Stored items
------------------------------------------------------------------------

PR #160, opened 2026-09-08
ruff's lint selection includes isort, and every import block in the repository is sorted

khj809:
## What changed

`[tool.ruff.lint] select` carries `"I"`, so import order is a gate rather than a matter of taste, and the 66 `I001` findings that turned up are fixed across 49 files. Every edit is ruff's own safe autofix: imports reordered inside the block they already sat in, plus the blank line isort wants between a stdlib, third-party and first-party group. No import moved to a different place in the file, and nothing else in the repository changed.

The selection needs no isort configuration. The default `src = ["."]` classifies `backlot` as first-party correctly, and the examples' sibling helpers (`_agent`, `_helpers`, `_common.google_creds`) sort as third-party — cosmetic, and not worth a `known-local-folder` entry that would then have to be kept in step with the examples tree.

A comment beside `select` records why `I` does not disturb the `E402` sites the ignore under it exists for: isort sorts within a run of consecutive imports and never lifts one over a statement, so the examples' `sys.path` shadowing guards, and the tests' imports below a module-level `importorskip` or a mid-file section break, all stay where they are. `examples/using-official-sdk/github.py`, which drops its own directory from `sys.path` because the file shadows PyGithub, is untouched.

No vendor surface is involved: no route, schema, ACL or response shape changes, and the 11 lines E402 fires on are the same 11 before and after.

## Verification

The claim that no import crossed a statement is checked rather than asserted. For each of the 49 changed Python files, the module was parsed before and after and reduced to a sequence of statements in which each run of consecutive imports collapses to the set of imports it contains, recursively through every function and class body; the two sequences are identical for all 49. An import that had crossed a `sys.path` guard or an `importorskip` would have changed that sequence.

- **Tests** — `pytest -rs` on a `uv sync --all-extras` install: 2631 passed, 3 skipped, 0 failed.
- **Optional surfaces that ran rather than skipped** — the S3/SigV4 tests, the SDK tests, the MCP tests, the LlamaIndex readers and the mirage and Google integration tests all ran. The 3 skips are the two absent optional imports that skip identically on `main`: `llama_index.readers.hubspot` (its stale `hubspot-api-client<9` pin, documented in `pyproject.toml`) and `mirage.core.google._client`.
- **Lint** — `ruff check . && ruff format --check .`: `All checks passed!` and `138 files already formatted`, under both 0.16.6 (`uv.lock`, and what the CI lint job installs) and 0.15.22 (the floor of the `dev` extra's range). The formatter and isort do not disagree: the formatted-file count is unchanged.

- [ ] A test fails without this change
- [ ] A new endpoint serving corpus content is ACL-scoped, proved for both an admin and a scoped token

The first box stays unchecked deliberately: the gate for this change is `ruff check .`, which fails on `main` with 66 errors the moment `"I"` is selected and passes here. The second does not apply — no route, schema or ACL is touched.

### DIFF
--- a/backlot/fidelity/__init__.py
+++ b/backlot/fidelity/__init__.py
@@ -17,9 +17,9 @@ schema loader, a spec fetcher, a path walker — would invite a caller to assemb
 hand and get a different answer than the command does.
 """
 
+from backlot.fidelity.comparisons import COMPARISONS, baseline_path, divergences
 from backlot.fidelity.errors import CredentialsMissing, FidelityError
 from backlot.fidelity.findings import BREAKING, GAP, Baseline, Finding
-from backlot.fidelity.comparisons import COMPARISONS, baseline_path, divergences
 
 __all__ = [
     "BREAKING",
--- a/backlot/fidelity/comparisons.py
+++ b/backlot/fidelity/comparisons.py
@@ -16,9 +16,8 @@ from __future__ import annotations
 
 import os
 from dataclasses import dataclass
-from typing import Any, Callable, Mapping
 from pathlib import Path
-
+from typing import Any, Callable, Mapping
 
 from backlot.fidelity import (
     google_discovery_diff,
--- a/backlot/fidelity/graphql_diff.py
+++ b/backlot/fidelity/graphql_diff.py
@@ -37,10 +37,9 @@ from graphql import (
     is_input_object_type,
     is_interface_type,
     is_object_type,
-    is_union_type,
     is_specified_scalar_type,
+    is_union_type,
 )
-
 
 import backlot.graphql
 from backlot.fidelity.errors import FidelityError
--- a/backlot/fidelity/openapi_diff.py
+++ b/backlot/fidelity/openapi_diff.py
@@ -17,8 +17,8 @@ from backlot.fidelity.errors import FidelityError
 from backlot.fidelity.fetch import fetch_json
 from backlot.fidelity.findings import Finding
 from backlot.fidelity.operations import (
-    Operation,
     _METHODS,
+    Operation,
     _query_params,
     _resolve,
     canonical,
--- a/backlot/fidelity/s3_probe.py
+++ b/backlot/fidelity/s3_probe.py
@@ -35,9 +35,9 @@ from urllib.parse import urlsplit
 import httpx
 
 from backlot import sigv4
-from backlot.fidelity.findings import BREAKING, GAP, Finding
 from backlot.fidelity.errors import FidelityError
 from backlot.fidelity.fetch import fetch_json
+from backlot.fidelity.findings import BREAKING, GAP, Finding
 
 _ROOT = re.compile(r"<\??[a-zA-Z]*[^>]*>\s*<([A-Za-z][\w.-]*)")
 _EMPTY_SHA = hashlib.sha256(b"").hexdigest()
--- a/backlot/pagination.py
+++ b/backlot/pagination.py
@@ -14,7 +14,6 @@ from urllib.parse import quote
 from fastapi import Query
 from pydantic import BeforeValidator
 
-
 # --- opaque offset cursor (Slack next_cursor, Gmail/Drive pageToken, Jira token) ---
 
 
--- a/backlot/routers/atlassian.py
+++ b/backlot/routers/atlassian.py
@@ -15,10 +15,10 @@ from fastapi import APIRouter, HTTPException, Request
 from pydantic import BaseModel, ConfigDict
 
 from backlot import auth, store, synth
-from backlot.openapi import qp
 from backlot.acl import Caller
 from backlot.config import get_settings
 from backlot.errors import atlassian as errors_atlassian
+from backlot.openapi import qp
 from backlot.pagination import confluence_next_link, decode_cursor, next_page_token
 
 router = APIRouter(prefix="/atlassian", tags=["atlassian"])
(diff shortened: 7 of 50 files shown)


nuri-yoo (approved):
Approving. Everything the body claims, I reproduced; the notes below are about the wording of the new comment, and two things outside this PR that it makes more pressing.

**Reproduced**

- From `main` at `ea3dfc7` with only this PR's `pyproject.toml` applied, `ruff check --fix .` produces a tree byte-identical to `b2f31b7`, under both ruff 0.15.22 (the range floor) and 0.16.6 (uv.lock, and what the CI lint job installed per its log). 66 I001 across 49 files, as stated.
- An independent AST pass (each run of consecutive imports collapsed to a set, recursing into function, class, try and if bodies) gives the same statement sequence and the same import-binding set for all 49 files. The only name bound twice within one run is `backlot` in `tests/test_server.py` (`import backlot` + `import backlot.server`), the same object either way.
- The one reordered module with import-time code is `backlot/integrations/mirage.py` (the certifi load into aiohttp's cached SSL context); it is written to be order-independent and its position relative to `mirage` did not change. `_agent`, `_helpers`, `_common.google_creds`, `tests/_helpers.py` and `tests/conftest.py` have no top-level calls beyond one `re.compile`.
- `ruff check --show-files .` lists 138 `.py` files, the same 138 `find` sees; no `.pyi` or notebooks. With `required-imports` unset, `"I"` turns on I001 only.
- `pytest -rs` on an all-extras venv: 2633 passed, 1 skipped (no Docker), 0 failed.

**What the E402 ignore actually covers (non-blocking, wording)**

The new comment and the body say the ignore exists for "`sys.path` inserts, `importorskip` calls and shadowing guards". Measured with `ruff check --isolated --select E402 --ignore-noqa .` on this head under 0.16.6, E402 fires at 11 lines in 7 files, and the breakdown is different.

- The ten `sys.path.insert` calls under `examples/` are not E402 sites. The rule text says E402 "makes an exception for `sys.path` modifications", and a three-line probe (`import sys`, `sys.path.insert(0, "x")`, `import os`) passes with no ignore at all. The ignore does nothing for them.
- `tests/` has no `sys.path` manipulation (the `tests/test_mcp.py` docstring forbids it), so "the examples' and tests' `sys.path` inserts" attributes to tests something only the examples do.
- What the ignore does cover: the five shadowing guards (the inline `sys.path[:] =` in `examples/using-official-sdk/github.py` and `hubspot.py`, and `drop_self_from_syspath(__file__)` in the three `using-llamaindex-readers` examples), the module-level `importorskip` at `tests/test_s3.py:654`, and one kind the list misses, the mid-file section import at `tests/test_pagination.py:230-232`.

The claim the comment exists to make, that isort sorts within a run and never lifts an import over a statement, holds; the AST pass above is exactly that check. Narrowing the last clause to something like "so the examples' shadowing guards and the tests' module-level `importorskip` calls still precede the imports they protect" would match what E402 fires on.

**Outside this PR**

- Of the 11 E402 sites, 9 also carry `# noqa: E402`, so the global ignore and the markers overlap; the 3 markers at `tests/test_mcp.py:50-52` are stale (nothing there triggers E402 any more); only `examples/using-llamaindex-readers/github.py:22` and `examples/using-official-sdk/github.py:24` depend on the global ignore alone. One mechanism or the other could go.
- `pyproject.toml:59` says the ruff requirement is "Pinned, not a lower bound ... so local and CI cannot disagree". That sentence dates from #44, when the specifier was `~=`; since #156 it is `>=0.15.22,<0.17.0`, CI resolves the newest release in range through pip, and `uv sync` installs the locked 0.16.6. They coincide today. With isort in the gate, the first 0.16.x that changes a sort decision makes them disagree in exactly the way the comment says cannot happen. CI installing from `uv.lock`, or an `==` in the dev extra that dependabot moves, would make the sentence true again.

One small thing on the body: the template's "Why this is what the real API does" section is absent. #158 kept it with a one-line "no vendor surface is involved", which reads better than dropping the heading.

khj809:
Comment narrowed in 2c78568, and the body says the same thing now (the vendor heading is back, with a one-liner). The clause reads:

> so the examples' sys.path shadowing guards, and the tests' imports below a module-level `importorskip` or a mid-file section break, all stay where they are

Reproduced your E402 breakdown before rewording: `--isolated --select E402 --ignore-noqa` gives the same 11 sites in 7 files, a three-line probe confirms the rule already excepts a plain `sys.path.insert`, and `tests/` has no `sys.path` manipulation at all — the two hits are prose in `test_docs.py:160` and `test_mcp.py:21`. Also checked the range floor: 0.15.22 reports `All checks passed!` and `138 files already formatted` on this head, same as 0.16.6.

One correction, which makes your follow-up stronger rather than weaker: all 11 sites carry `# noqa: E402`, not 9. `examples/using-llamaindex-readers/github.py:22` and `examples/using-official-sdk/github.py:24` both have the marker inline. `ruff check --isolated --select E402 .` (noqa honored, so the pyproject ignore is out of the picture) is clean, while `--ignore-noqa` reports all 11. So `ignore = ["E402"]` is redundant today — dropping it leaves the lint green, and the three stale markers at `tests/test_mcp.py:50-52` come out in the same sweep. Left for its own PR; nothing in this one depends on which mechanism survives.

On `pyproject.toml:59`: the sentence has been wrong since #156 regardless of this PR, and the risk it describes is latent rather than live — both ends of the range produce this exact tree, so local and CI agree today. Worth its own change, and it is a repo-policy call rather than a lint one: CI installing from `uv.lock` pins the gate to the lockfile dependabot already bumps, while `==` in the dev extra keeps pip installing it but makes every ruff bump a reviewed diff. Say which you prefer and I will send it.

------------------------------------------------------------------------

Work request: After locating the line holding "from backlot.fidelity import" above, output exactly that line and every line after it through the line holding "from backlot.errors import". Include nothing else.

Response area:
 from backlot.fidelity import (
     google_discovery_diff,
--- a/backlot/fidelity/graphql_diff.py
+++ b/backlot/fidelity/graphql_diff.py
@@ -37,10 +37,9 @@ from graphql import (
     is_input_object_type,
     is_interface_type,
     is_object_type,
-    is_union_type,
     is_specified_scalar_type,
+    is_union_type,
 )
-
 
 import backlot.graphql
 from backlot.fidelity.errors import FidelityError
--- a/backlot/fidelity/openapi_diff.py
+++ b/backlot/fidelity/openapi_diff.py
@@ -17,8 +17,8 @@ from backlot.fidelity.errors import FidelityError
 from backlot.fidelity.fetch import fetch_json
 from backlot.fidelity.findings import Finding
 from backlot.fidelity.operations import (
-    Operation,
     _METHODS,
+    Operation,
     _query_params,
     _resolve,
     canonical,
--- a/backlot/fidelity/s3_probe.py
+++ b/backlot/fidelity/s3_probe.py
@@ -35,9 +35,9 @@ from urllib.parse import urlsplit
 import httpx
 
 from backlot import sigv4
-from backlot.fidelity.findings import BREAKING, GAP, Finding
 from backlot.fidelity.errors import FidelityError
 from backlot.fidelity.fetch import fetch_json
+from backlot.fidelity.findings import BREAKING, GAP, Finding
 
 _ROOT = re.compile(r"<\??[a-zA-Z]*[^>]*>\s*<([A-Za-z][\w.-]*)")
 _EMPTY_SHA = hashlib.sha256(b"").hexdigest()
--- a/backlot/pagination.py
+++ b/backlot/pagination.py
@@ -14,7 +14,6 @@ from urllib.parse import quote
 from fastapi import Query
 from pydantic import BeforeValidator
 
-
 # --- opaque offset cursor (Slack next_cursor, Gmail/Drive pageToken, Jira token) ---
 
 
--- a/backlot/routers/atlassian.py
+++ b/backlot/routers/atlassian.py
@@ -15,10 +15,10 @@ from fastapi import APIRouter, HTTPException, Request
 from pydantic import BaseModel, ConfigDict
 
 from backlot import auth, store, synth
-from backlot.openapi import qp
 from backlot.acl import Caller
 from backlot.config import get_settings
 from backlot.errors import atlassian as errors_atlassian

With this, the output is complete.